Install task-specific plugins and compose your own pipeline:

| Task | Plugin package | Typical model IDs |
|---|---|---|
| VAD | `fasr-vad-marblenet` / `fasr-vad-fsmn` / `fasr-vad-firered` | `marblenet` / `fsmn` / `firered` |
| ASR | `fasr-asr-qwen3` / `fasr-asr-paraformer` / `fasr-asr-firered` / `fasr-asr-fun` | `qwen3_0_6b` / `paraformer` / `firered_aed` / `fun_asr_nano` |
| Punc | `fasr-punc-ct-transformer` | `ct_transformer` |
| LID | `fasr-lid-firered` | `firered` |

## How to Build a Model Plugin

The plugin mechanism is based on [`catalogue`](https://github.com/explosion/catalogue)
+ Python entry points, with **install-time registration and lazy loading at runtime**.

1. Inherit the task base class and register with `registry`:

```python
# my_fasr_vad/models/vad.py
from fasr.config import registry
from fasr.data import AudioSpan
from fasr.model import VADModel


@registry.vad_models.register("my_vad")
class MyVADModel(VADModel):
    def load_checkpoint(self, checkpoint_dir=None): ...
    def detect(self, audio: AudioSpan): ...
```

   `VADModel` now mirrors `ASRModel`: a single base class can expose offline
   VAD via `detect()` and streaming VAD via `push_chunk()`. A streaming-capable
   model may therefore implement:

```python
from typing import Iterable

from fasr.data import AudioChunk


def push_chunk(self, chunk: AudioChunk) -> Iterable[AudioChunk]:
    ...
```

   The streaming path emits VAD events (`segment_start` / `segment_mid` /
   `segment_end`) as `AudioChunk` objects so downstream streaming ASR can start,
   continue, and flush recognition at the correct boundaries.

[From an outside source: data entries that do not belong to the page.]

Issue #728, opened 2025-01-18
Add support to run pre-execution queries such as SET statements for runtime configurations


jsjasonseba:
#### Describe your feature request

Please describe the behavior you want and the motivation.

Related to:  https://github.com/sfu-db/connector-x/issues/645 https://github.com/sfu-db/connector-x/issues/656 https://github.com/sfu-db/connector-x/issues/512 

Several use cases require issuing SET statement, such as setting transaction isolation levels, timeouts, etc. Connectorx can support this use case by adding a new parameter `pre_execution_querries` on `cx.read_sql` where user can submit SET statements and it is run before the SELECT statement. Since SET statements are typically applied per session (connection), each connection created for each partition must execute the pre-execution queries after connection is created.

I’m currently developing this functionality and planning to submit a PR. But I'm not certain if this aligns with the project’s direction. Any feedback or discussion would be appreciated.

mcrumiller:
Wasn't this issue closed by #729?

jsjasonseba:
> Wasn't this issue closed by [#729](https://github.com/sfu-db/connector-x/pull/729)?

Yes we can close this for now. Altough, we haven't supported this for all data sources. Maybe we can open a separate issue.

Issue #656, opened 2024-06-25
How to set database connection timeout for Oracle database?


fritzwijaya:
I am using the connectorx to export large data from Oracle database. But, facing connection timeout issue.
How to set the connection timeout or increase the connection timeout on the connection url? Regards

ssassi:
We’re experiencing the same connection timeout issue. Any updates or suggested solutions would be appreciated.

Issue #645, opened 2024-06-11
Set TRANSACTION ISOLATION LEVEL ?


kmatt:
Queries appear to default to isolation level READ COMMITTED.

If a different level was desired, such as `SET TRANSACTION LEVEL READ UNCOMMITTED` was desired, can this be set in Connector-X?

Adding them as an initial separate statement to the SQL query results in an error:

`RuntimeError: MsSQL failed to get the columns of query: SET TRANSACTION ISOLATION LEVEL READ UNCOMMITTED`

melissa-ellevation:
hi there - I am experiencing the same issue. I imagine if there were any updates someone would have posted them by now...

jsjasonseba:
Hi @kmatt @melissa-ellevation , you can now submit SET statements on `pre_execution_query` parameter on connectorx v0.4.2 for mysql and postgres source. (https://sfu-db.github.io/connector-x/api.html)

kmatt:
Is this feature only supported on Postgres and MySQL?

Issue #512, opened 2023-07-03
How to set timeout for MySQL


akbarnotopb:
#### Try Discussion?

Halo, as the title stated, how to set custom mysql timeout? Im having error when my source database is slow . The error said connection timeout, yet i can't find any parameter to set it. Do i set it inside the connection uri ? or what?

Thanks in advance.

evbo:
Use the JDBC URI query parameters supported by each RDBMS. For instance:

```python
f"mysql://{u}:{p}@{h}:{p}?connect-timeout=500"
```

more here:
https://dev.mysql.com/doc/refman/8.0/en/connecting-using-uri-or-key-value-pairs.html

jsjasonseba:
Hi @akbarnotopb  @evbo , you can now submit SET statements in pre_execution_query parameter in connectorx v0.4.2 for mysql and postgres source. You can use SET statements to set wait_timeout or connect_timeout.

```
pre_execution_query = [
  "SET SESSION connect_timeout = 2151",
  "SET SESSION wait_timeout = 2252",
]
df = read_sql(mysql_url, query, pre_execution_query=pre_execution_query)
```

PR #729, opened 2025-01-21
Add pre_execution_queries parameter to run setup queries before main query on Postgres and MySQL source

jsjasonseba:
This PR attempts to solve: https://github.com/sfu-db/connector-x/issues/728
Also related issues: https://github.com/sfu-db/connector-x/issues/645 https://github.com/sfu-db/connector-x/discussions/471 https://github.com/sfu-db/connector-x/issues/656 https://github.com/sfu-db/connector-x/issues/512

This PR adds pre_execution_queries parameter to run setup queries before main query. SET statements are typically applied on session/connection scope, so the pre-execution queries must be applied to each connection on each partition. This is implemented by running the pre-execution queries using a connection before assigning the connection to SourcePartition. This will allow all queries run by each connection on each partition to have the necessary settings.

Currently implemented in Postgres and MySQL sources.

I am quite new with rust and I noticed this change is quite breaking to the rust API since rust does not support default args. Please let me know if there is a better way to do this.


jsjasonseba:
Hi @wangxiaoying, I have fixed the tests and applied formatting. Apologies for missing them earlier. Could you please rerun the workflow?

wangxiaoying:
Thank you @jsjasonseba for the PR! I will take a deeper look at it by this weekend.

connectorx/src/sources/bigquery/mod.rs
```diff
@@ -107,6 +107,8 @@ where
         self.origin_query = query;
     }
 
+    fn set_pre_execution_queries(&mut self, _pre_execution_queries: Option<&[String]>) {}
```
wangxiaoying, line 110: mark with [unimplemented](https://doc.rust-lang.org/std/macro.unimplemented.html) for unsupported sources?

connectorx/src/sources/postgres/mod.rs
```diff
@@ -199,7 +205,13 @@ where
     fn partition(self) -> Vec<Self::Partition> {
         let mut ret = vec![];
         for query in self.queries {
-            let conn = self.pool.get()?;
+            let mut conn = self.pool.get()?;
+
+            if let Some(queries) = &self.pre_execution_queries {
+                for query in queries {
```
wangxiaoying, line 211: rename the inner `query` (e.g., to `pre_query`) so that it won't be confused with the outer `query` variable?

connectorx/src/dispatcher.rs
```diff
@@ -30,7 +31,13 @@ where
     TP: Transport<TSS = S::TypeSystem, TSD = D::TypeSystem, S = S, D = D>,
 {
     /// Create a new dispatcher by providing a source, a destination and the queries.
-    pub fn new<Q>(src: S, dst: &'w mut D, queries: &[Q], origin_query: Option<String>) -> Self
+    pub fn new<Q>(
+        src: S,
+        dst: &'w mut D,
+        queries: &[Q],
+        origin_query: Option<String>,
+        pre_execution_queries: Option<&[String]>,
```
wangxiaoying, line 39: Instead of adding a new parameter to the constructor, maybe it is better to add a `set_pre_execution_queries` function? When using the dispatcher, we can:
1. let dispatcher = Dispatcher::new(...); -- remain the same
2. dispatcher.set_pre_execution_queries(...); --- optional, only set when needed
3. dispatcher.run() -- remain the same

I think it could be a way to avoid the breaking change. What do you think?

connectorx-python/connectorx/tests/test_postgres.py
```diff
@@ -1238,4 +1238,33 @@ def test_postgres_partition_with_orderby_limit_desc(postgres_url: str) -> None:
         },
     )
     df.sort_values(by="test_int", inplace=True, ignore_index=True)
```
wangxiaoying, line 1240: We probably also need to add a test for applying pre_execution_queries with partitioning enabled. To make the test case easier, we can use `query = [list of partitioned query]` to directly specify the query for each partition. For example:

```Python

query = [
        "SELECT CAST(name AS TEXT) AS name, CAST(setting AS INTEGER) FROM pg_settings WHERE name = 'statement_timeout'", 
        "SELECT CAST(name AS TEXT) AS name, CAST(setting AS INTEGER) FROM pg_settings WHERE name = 'idle_in_transaction_session_timeout'"
]
pre_execution_query = pre_execution_query = [
        "SET SESSION statement_timeout = 2151",
        "SET SESSION idle_in_transaction_session_timeout = 2252",
    ]

df = read_sql(postgres_url, query, pre_execution_query=pre_execution_query)

expected = pd.DataFrame(
        index=range(2),
        data={
            "name": pd.Series(["statement_timeout", "idle_in_transaction_session_timeout"], dtype="str"),
            "setting": pd.Series([2151, 2252], dtype="Int64"),
        },
)
```

wangxiaoying (commented):
Thank you @jsjasonseba  for the PR! I think it looks good in general

I left a few comments in the review. Please let me know if you have any questions!

connectorx/src/dispatcher.rs
jsjasonseba: Yeah, I think this a better approach. Thanks for the suggestion.

connectorx/src/sources/bigquery/mod.rs
jsjasonseba: Wow that's neat, just learned about this. Will implement them soon.

jsjasonseba:
Hi @wangxiaoying, I have finished implementing your comments. Feel free to check it at your convenience.

wangxiaoying:
Thank you @jsjasonseba ! I have merged the PR. I also  invited you as the collaborator of the project. Hope it will be easier for you to contribute in the future!

jsjasonseba:
Hi @wangxiaoying, you're welcome. Will do more contributions when I got the chance. 

Just wondering, when is the next release for this change? I am planning to support this use case in polars once it is released.

wangxiaoying:
> Just wondering, when is the next release for this change? I am planning to support this use case in polars once it is released.

I'm currently planning to do a stable release in mid February. But let me know if you want me to have an alpha release for this feature first so you can use it for polars immediately.

jsjasonseba:
I think stable release in mid February is fine. Thanks

wangxiaoying:
Hi @jsjasonseba , v0.4.2 has just released.

PR #731, opened 2025-01-21
Fix/mssql pre login token

Niivii:
Not bumping to latest versions because it requires some devs with breaking changes for UUID 1.0.
Might do them when I'm confident enough in Rust 🥲


wangxiaoying:
Thank you @Niivii !

Issue #736, opened 2025-01-26
Bug when Null are included inside an array (all types)


EricFecteau:
# Issue

When `null` are present in an array, the [try_get()](https://github.com/sfu-db/connector-x/blob/main/connectorx/src/sources/postgres/mod.rs#L449) gives a [WasNull](https://docs.rs/postgres/latest/postgres/types/struct.WasNull.html) PostgreSQL error. This is true for all the postgres types (Binary, CSV...). 

# Fix

Implementing `Vec<Option<T>>` instead of `Vec<T>` [here](https://github.com/sfu-db/connector-x/blob/main/connectorx/src/transports/postgres_arrow.rs#L71) and for all the postgres protocols [here](https://github.com/sfu-db/connector-x/blob/main/connectorx/src/sources/postgres/mod.rs#L465) (and a few other places) fixes the issue. It makes sense to always make it nullable, since arrow assumes it's always nullable with Arrow's LargeList being Vec<Option<T>> anyway.

I will fix this in my next PR.

Issue #735, opened 2025-01-25
Bug in TimeStamp with Time Zones for Arrow


EricFecteau:
# Issue

The Connector-X code converts timezone data using `UTC` around [here](https://github.com/sfu-db/connector-x/blob/main/connectorx/src/destinations/arrow/arrow_assoc.rs#L210). But it does not seem to work correctly:

![Image](https://github.com/user-attachments/assets/32216053-f173-4ea5-a67f-9bcd712f88bf)

This is because, according to [arrow docs](https://docs.rs/arrow/latest/arrow/datatypes/enum.DataType.html#variant.Timestamp), you have to have the `chrono-tz` feature enable to do this and Connector-X [does not have this enabled anywhere](https://github.com/sfu-db/connector-x/blob/main/Cargo.toml#L11).

> When feature chrono-tz is not enabled, allowed timezone strings are fixed offsets of the form “+09:00”, “-09” or “+0930”. When feature chrono-tz is enabled, additional strings supported by [chrono_tz](https://docs.rs/chrono-tz/latest/chrono_tz/) are also allowed, which include [IANA database](https://en.wikipedia.org/wiki/List_of_tz_database_time_zones) timezones.

# Fix

I am currently writing tests for all the types (at least all the types in PostgreSQL at this time) and I can fix this by either using `+00:00` instead of UTC (I confirmed it works) or by enabling the `chrono-tz` in my next PR. 

# Verification of understanding

Could you please also confirm my understanding. 

The `Timestamp` (without time zone) is mapped to `None` time zone in Arrow (through the `NaiveDateTime` in Chrono), because it is not meaningfully useful to think of it as UTC time, as explained in the Arrow docs: 

> Therefore, timestamp values without a timezone cannot be meaningfully interpreted as physical points in time, but only as calendar / clock indications (“wall clock time”) in an unspecified timezone.
>
> For example, the timestamp value 0 with an empty timezone string corresponds to “January 1st 1970, 00h00” in an unknown timezone: there is not enough information to interpret it as a well-defined physical point in time.
>
> One consequence is that timestamp values without a timezone cannot be reliably compared or ordered, since they may have different points of reference. In particular, it is not possible to interpret an unset or empty timezone as the same as “UTC”.  

And while the PostgreSQL docs don't explicitly mention this, they also don't call their `Timestamp` as having `UTC` time, but they [definitely call](https://www.postgresql.org/docs/current/datatype-datetime.html) their `TimestampTz` time `UTC`

[...]

Issue #688, opened 2024-09-26
Int dtypes are unnecessarily big


Happily-Coding:
#### What language are you using?

Python

#### What version are you using?

0.3.3

#### What database are you using?

MySQL

#### What dataframe are you using?

Polars

#### Can you describe your bug?

Connectorx pointlessly transforms smaller db dtypes into int64, leading to higher memory usage.
See [mysql mappings]( https://github.com/sfu-db/connector-x/blob/a202e7285e58a0c8bc30a69e3afd653a8b4f519b/connectorx/src/transports/mysql_arrow.rs) or [MSSQL mappings]( https://github.com/sfu-db/connector-x/blob/a202e7285e58a0c8bc30a69e3afd653a8b4f519b/connectorx/src/transports/mssql_arrow.rs#L27)

#### What are the steps to reproduce the behavior?
Perform a query to mysql using connectorx to a table containing a smaller dtype in a column.
The df will have int64 dtypes in all numeric dtypes, as specified by the incorrect transports linked above.

For example with polars which respectes the dtypes provided by connectorx:
```
import polars as pl
mysql_uri = f'{mysql_db_type}://{mysql_username}:{mysql_password}@{mysql_host}:{mysql_port}/{mysql_database_name}'
test_dataset = pl.read_database_uri(query, self.mysql_uri)
```

#### What is the error?
There will be no error message, just incorret dtypes.

PR #743, opened 2025-01-30
Update int/float size for PostgreSQL, add PostgreSQL tests and fix various bugs

EricFecteau:
# Goal

The goal of this pull request is to:
* Make the size of the `int` and `float` smaller (e.g. don't convert all `i16` to `i64`) --  this adds the framework for #688 for Postgres -> Polars, but not mysql -> Polars)
* Add tests for these types (and all other types) - mostly in Postgres for now

# Comments

* While writing more tests, I changed the PostgreSQL examples, so had to update the relevant tests in Rust and Python.
* I wrote tests for the the 4 protocols for PostgreSQL: Binary, CSV, Cursor and Simple
* Made clippy happy in various places (mostly PostgreSQL)

# Bugs

While writing tests, I encountered a few bugs and solved them:
* #736 `Null` within an array would fail in PostgreSQL! I implemented this to work in Rust. I did not implement this for Pandas (but kept it as-is, with an `unimplemented!`
* #735 The `UTC` time being used in the crate was not recognized by Arrow, due to the lack of the `chrono-tz` feature. Fixed by moving to `+00:00` instead.
* The PostgreSQL CSV and Simple protocol did not implement millisecond for time, so I implemented it.
* Bool was incorrectly implemented for the PostgreSQL Simple protocol, so I fix it!


connectorx/src/transports/postgres_arrow.rs
```diff
@@ -44,36 +44,36 @@ macro_rules! impl_postgres_transport {
...
+                { Timestamp[NaiveDateTime]           => Date64Micro[NaiveDateTimeWrapperMicro] | conversion option }
+                { Date[NaiveDate]                    => Date32[NaiveDate]                      | conversion auto   }
+                { Time[NaiveTime]                    => Time64Micro[NaiveTimeWrapperMicro]     | conversion option }
+                { TimestampTz[DateTime<Utc>]         => DateTimeTzMicro[DateTimeWrapperMicro]  | conversion option }
+                { UUID[Uuid]                         => LargeUtf8[String]                      | conversion option }
+                { Char[&'r str]                      => LargeUtf8[String]                      | conversion none   }
+                { ByteA[Vec<u8>]                     => LargeBinary[Vec<u8>]                   | conversion auto   }
+                { JSON[Value]                        => LargeUtf8[String]                      | conversion option }
+                { JSONB[Value]                       => LargeUtf8[String]                      | conversion none   }
+                { BoolArray[Vec<Option<bool>>]       => BoolArray[Vec<Option<bool>>]           | conversion option }
```
wangxiaoying, line 68: Here and the following transport `Vec<Option<T>> => Vec<Option<T>>` can be set to [`conversion auto`](https://github.com/sfu-db/connector-x/blob/main/connectorx/src/macros.rs#L286) for the first appearance of `T` since the two types are exactly the same; and set to [`conversion none`](https://github.com/sfu-db/connector-x/blob/main/connectorx/src/macros.rs#L320) for the later ones to avoid redundant implementation. 

After doing this, we can just remove the following manual implementation of `TypeConversion` for these types.

connectorx-python/src/pandas/transports/postgres.rs
```diff
@@ -79,12 +79,98 @@ impl<'py, P, C> TypeConversion<HashMap<String, Option<String>>, String>
     }
 }
 
-impl<'py, P, C> TypeConversion<Vec<Decimal>, Vec<f64>> for PostgresPandasTransport<'py, P, C> {
-    fn convert(val: Vec<Decimal>) -> Vec<f64> {
+impl<'py, P, C> TypeConversion<Vec<Option<Decimal>>, Vec<f64>>
```
wangxiaoying, line 82: We probably should also make the array type in pandas nullable (in either this PR or another PR), as it is supported in pandas.

```Python
import pandas as pd

data = [[1, [1,2,None,4]], [2, [1,2]], [3, [0,2,4]]]
df = pd.DataFrame(data, columns=['id', 'scores'])

df
"""
   id           scores
0   1  [1, 2, None, 4]
1   2           [1, 2]
2   3        [0, 2, 4]
"""
```

wangxiaoying (commented):
Hi @EricFecteau , thanks for the PR! It looks good. I only left a few comments.

connectorx/src/transports/postgres_arrow.rs
EricFecteau: Thank you! It has been fixed!

connectorx-python/src/pandas/transports/postgres.rs
EricFecteau: I completely agree that it should be done, but in another PR! I partially implemented it, but my background is in SAS, R and Rust, so I have low familiarity with Pandas, and got stuck. Likely just need to do more research, but  decided that the it would be best to do that in it's own PR.

wangxiaoying: Yeah, it makes sense to do in a separate PR.

Issue #773, opened 2025-03-17
Support for building in Docker on Mac M1?


ssharkey-rsg:
#### What language are you using?

Python

#### What version are you using?

0.4.2

#### What database are you using?

PostgreSQL

#### What dataframe are you using?

Pandas, Arrow

#### Can you describe your bug?

Cannot build in a linux (ubuntu) container on a Mac M1 (arm)

#### What are the steps to reproduce the behavior?

any app with connector-x == 0.4.2 in the pyproject.toml

##### Database setup if the error only happens on specific data or data type

N/A

##### Example query / code

docker compose build

#### What is the error?

hint: You're on Linux (`manylinux_2_36_aarch64`), but `connectorx` (v0.4.2) only has wheels for the following platforms: `manylinux_2_28_x86_64`, `macosx_10_7_x86_64`, `macosx_11_0_arm64`, `win_amd64`

This looks like 2 problems - 1) I'm using glibc 2.36, not 2.28, and 2) there is no aarch64 wheel.

pangjunrong:
Related to #240.

There has been some attempts to build `connector-x` for aarch64 but none has been successful thus far. If you build from source without `integrated-auth-gssapi` as a dependency, it will work for glibc 2.28 but I haven't tried it with 2.36.

wangxiaoying:
Resolved by #781 (support from version 0.4.3a1).

Issue #673, opened 2024-08-21
Enable Linux arm64 release wheels


samster25:
Our users in Daft rely on connector-x to read SQL from their databases. Our user base heavily uses graviton machines on AWS which are linux + arm64. 

We currently maintain a separate dependency path for linux/arm64 since the last published one was `0.2.3`.

Daft is also built in rust + pyo3 and we [publish linux arm64 wheels](https://github.com/Eventual-Inc/Daft/blob/b3f5260740cb6ab5013671b31d6a8a1e89fc4002/.github/workflows/python-publish.yml#L34). Happy to contribute!

https://github.com/Eventual-Inc/Daft/blob/b3f5260740cb6ab5013671b31d6a8a1e89fc4002/requirements-dev.txt#L61

vc1492a:
+1

wangxiaoying:
Resolved by #781 (support from version 0.4.3a1).

Issue #535, opened 2023-09-02
Unable to find connectorx version on linux/aarch64


MatsMoll:
#### What language are you using?

**Python**

#### What version are you using?

Trying to install 0.3.2

#### Can you describe your bug?

When installing connectorx on a `linux/aarch64` (docker on an M2 Mac) architecture, `pip` not be able to find any versions to install.

#### What are the steps to reproduce the behavior?

I have a Docker image built similar to the following.

```Dockerfile
FROM python:3.10.5-slim
RUN pip install connectorx==0.3.2
```

If this is build on an M2 Mac will it fail.

#### What is the error?

The error is the following:

```
67.29   RuntimeError
67.29
67.29   Unable to find installation candidates for connectorx (0.3.2)
67.29
67.29   at /usr/local/lib/python3.10/site-packages/poetry/installation/chooser.py:73 in choose_for
67.29        69│
67.29        70│             links.append(link)
67.29        71│
67.29        72│         if not links:
67.29     →  73│             raise RuntimeError(f"Unable to find installation candidates for {package}")
67.29        74│
67.29        75│         # Get the best link
67.29        76│         chosen = max(links, key=lambda link: self._sort_key(package, link))
67.29        77│
```

#### Why it fails
When running `pip index versions connectorx` in an interactive docker image on a `linux/aarch64` platform, will the following be returned.

```bash
WARNING: pip index is currently an experimental command. It may be removed/changed in a future release without prior warning.
connectorx (0.2.3)
Available versions: 0.2.3
```

The only difference between `0.2.3` and later versions is that it contains a source distribution.
Ideally something like a dedicated `linux/aarch64` image could have been built, but providing a source distribution would also be nice.

#### Potential fix?
Looking at the CI for the `0.2.3` version do I see that an extra step is added.

```
- name: Persist artifacts source code
        uses: actions/upload-artifact@v2
        if: matrix.python-version == 39
        with:
          name: "linux-${{ matrix.python-version }}"
          path: connectorx-python/dist/*.tar.gz
```
However, this have been removed in later versions, which makes me assume that this was not working totally as expected?

Jandelson:
I have the same issue.

vinibacc:
me too, i have same issue.

lBilali:
I'm having a similar issue when trying to install it on Windows 11 with Python 12.2 on an venv 
running `py -m pip install connectorx==0.3.2`

I get 
```
[...]

Issue #386, opened 2022-10-30
Add linux aarch64 support


leodiegues:
Hi!

I've been really struggling to install the package in an EC2 instance that happens to have an aarch64 processor and is running ubuntu. Are there any plans to add aarch64 support for linux machines in the future?

Regards

wangxiaoying:
Hi @leonardodiegues , currently we use github action and github hosted runners to manage our release process. So we cannot support aarch64 linux since it is not in the list [here](https://docs.github.com/en/actions/using-github-hosted-runners/about-github-hosted-runners). For linux aarch64, you may need to build your own wheel file like mentioned in [this doc](https://sfu-db.github.io/connector-x/install.html#build-from-source-code)

leonardodiegues:
Thank you for your answer. I'll follow the docs build instructions!

Sirsirious:
The build instructions do not work out of the box, especially as it points to ever changing Rust nightly versions.

Lacking official Linux aarch64 support hinders the adoption of this library, as it is basically the version that every developer using a mac M1 and docker will end up needing for local testing. Could we have better instructions/support for that?

wangxiaoying:
Hi @Sirsirious , thanks for the comment. For mac M1 we do have precompiled wheel file support. You can just run `pip install connectorx` to install it. So only linux users with aarch64 processor need to build connectorx from the source. We also tried to cross compile it in our release action (like what we did for mac m1) but still has some issues. A good news is that we have switched to rust stable since the GAT is stabilized !

duvenagep:
Hi @wangxiaoying, 

I am a big fan of this library, use it a lot for EDA in Jupyter Notebooks with Polars with big datasets >= 200GB. I want to now use it in a production env on Airflow! Unfortunately my whole team uses mac M1 and every team member builds a local a local dev airflow environment from a docker-compose file on a shared github repo! 

I currently use polars but read in the data using pd.read_sql_query and then transform the data to a polars dataframe with  pl.from_pandas! I would prefer to use connectorX with Polars! 

Below is the error log trying to install ConnectorX. Currently building from source for the whole team is currently not an option.

Is there any update on the support for aarch64 support?


```
 Downloading polars-0.16.5-cp37-abi3-manylinux_2_17_aarch64.manylinux2014_aarch64.whl (13.3 MB)
[...]

PR #781, opened 2025-03-18
feat: Linux ARM Release CICD for `glibc 2.35`

pangjunrong:
This change re-introduces the Linux ARM Build process to the release workflow and seeks to address the long-standing issue of missing `connector-x` wheels for Linux ARM in #240, #386, #506, #535, #673, #724 and more recently, #773.

With the introduction of GitHub ARM-based runners earlier this year in public preview, it is now possible to build our distribution natively in an ARM-based Ubuntu 22.04 environment, which should allow compatibility with OSes using `glibc 2.35` and above.

A test run can be found in my fork here:
https://github.com/pangjunrong/connector-x/actions/runs/13912310291

### DIFF
--- a/.github/workflows/release.yml
+++ b/.github/workflows/release.yml
@@ -7,67 +7,67 @@ on:
       - release
 
 jobs:
-  # linux:
-  #   runs-on: ubuntu-latest
-  #   container: quay.io/pypa/manylinux_2_28_x86_64
-  #   strategy:
-  #     matrix:
-  #       python-version: [[310, "3.10"], [311, "3.11"], [312, "3.12"], [313, "3.13"]]
-  #   steps:
-  #     - uses: actions/checkout@v4
+  linux:
+    runs-on: ubuntu-latest
+    container: quay.io/pypa/manylinux_2_28_x86_64
+    strategy:
+      matrix:
+        python-version: [[310, "3.10"], [311, "3.11"], [312, "3.12"], [313, "3.13"]]
+    steps:
+      - uses: actions/checkout@v4
 
-  #     - name: Set python version
-  #       run: |
-  #         echo "/opt/python/cp${{ matrix.python-version[0] }}-cp${{ matrix.python-version[0] }}/bin" >> $GITHUB_PATH
+      - name: Set python version
+        run: |
+          echo "/opt/python/cp${{ matrix.python-version[0] }}-cp${{ matrix.python-version[0] }}/bin" >> $GITHUB_PATH
 
-  #     - uses: actions-rs/toolchain@v1
-  #       with:
-  #         toolchain: stable
-  #         components: rustfmt
-  #         target: aarch64-unknown-linux-gnu
-  #         default: true
+      - uses: actions-rs/toolchain@v1
+        with:
+          toolchain: stable
+          components: rustfmt
+          target: aarch64-unknown-linux-gnu
+          default: true
 
-  #     - uses: extractions/setup-just@v2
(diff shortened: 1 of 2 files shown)


pangjunrong:
Hey @wangxiaoying whenever you're free, could you take a look at this PR to re-enable Linux ARM releases for newer distributions?

vc1492a:
Sorely needed by our team, this would be a great addition! Thanks @pangjunrong!

.github/workflows/release.yml
```diff
@@ -69,53 +69,78 @@ jobs:
...
+
+      - name: Build Wheel (Native)
+        run: |
+          maturin build -m connectorx-python/Cargo.toml --target aarch64-unknown-linux-gnu -i python${{ matrix.python-version }} --release
+        env:
+          SQLITE3_STATIC: 1
+          KRB5_INCLUDE_DIR: /usr/include
+          KRB5_LIB_DIR: /usr/lib/aarch64-linux-gnu
+
+      - name: Copy J4RS Dependencies
```
wangxiaoying, line 129: j4rs should no longer be a dependency by default. We removed it from the release script [previously](https://github.com/sfu-db/connector-x/commit/8090d2fd15a635af1f3ebbbe8539b41861c4337d) for all the platforms.

We can remove `Copy J4RS Dependencies` and `Rebuild Wheel (Native)` here as well.

wangxiaoying:
Hi @pangjunrong , thank you so much for the PR! 

I added a minor comment related to the `j4rs` dependency. After fixing it we can merge it and have an alpha release for this!

.github/workflows/release.yml
pangjunrong: Thanks @wangxiaoying, I've removed both steps and did a rerun on my fork for a sanity check and it looks good to go!

The new test run with J4RS removed can be found in my fork here: https://github.com/pangjunrong/connector-x/actions/runs/14243748048

vc1492a: This is **huge** @wangxiaoying! 🚀

wangxiaoying:
I released a new alpha version, which can be installed by `pip install connectorx==0.4.3a1`. I don't have a linux arm instance. Can anyone try whether it works?

pangjunrong:
> I released a new alpha version, which can be installed by `pip install connectorx==0.4.3a1`. I don't have a linux arm instance. Can anyone try whether it works?

Hey @wangxiaoying, thanks for the quick turnaround! I've tested it in a Docker ARM64 Ubuntu 22.04 setup together with PostgresDB and it works (i.e., I am able to retrieve test data from the DB into a dataframe). The run and its logs can be found here:
https://github.com/pangjunrong/connector-x/actions/runs/14260363710

Separately and as expected, the library is not found for Ubuntu 20.04 and cannot be installed as it runs an older version of `glibc` (i.e., 2.31 instead of the minimum 2.35). Perhaps it will be prudent to update the documentation on this nuance, to provide more clarity on which Linux ARM64 distributions can run `connector-x` now. I do the documentation update accordingly and submit a PR accordingly :smile:

vc1492a:
FWIW, I built the my company's platform locally on macOS with this pre-release and it works, too! ❗ 🚀

wangxiaoying:
Thank you @pangjunrong @vc1492a for testing this!

@pangjunrong Yes, we can definitely add a clarification in the documentation about the glibc version. I have invited you as a collaborator of this repo. Hopefully it will make it easier for you to contribute!

I will release a stable version next week!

2. Declare the entry point in `pyproject.toml`.
   **Use underscore-style group names** that match `catalogue` namespaces:

```toml
[project.entry-points."fasr_vad_models"]
my_vad = "my_fasr_vad.models.vad:MyVADModel"
```

   Task to entry point group mapping:

   | Task | Entry point group |
   |---|---|
   | ASR | `fasr_asr_models` |
   | Streaming ASR | `fasr_stream_asr_models` |
   | VAD | `fasr_vad_models` |
   | Streaming VAD | `fasr_stream_vad_models` |
   | Punc | `fasr_punc_models` |
   | LID | `fasr_lid_models` |

   > Do **not** use dot-style groups such as `fasr.vad_models`.
   > `catalogue` resolves entry points by underscore naming, and dot-style names
   > will not be discovered by `registry.resolve(cfg)`.
   > `fasr_stream_vad_models` is still kept as a compatibility entry point for
   > streaming-only VAD plugins, but the runtime interface is unified on
   > `VADModel.push_chunk(...)`.
   > If a registration name contains dots (for example `stream_fsmn.onnx`),
   > quote it in TOML:
   > `"stream_fsmn.onnx" = "..."`.

3. Install your plugin package (`pip install -e .` or `uv pip install -e .`).
   Then `@vad_models = "my_vad"` in config will be discovered automatically by
   `fasr.load(cfg)` without manual imports. Heavy dependencies from other plugins
   (for example `torch`, `vllm`) are not loaded unless those plugins are selected.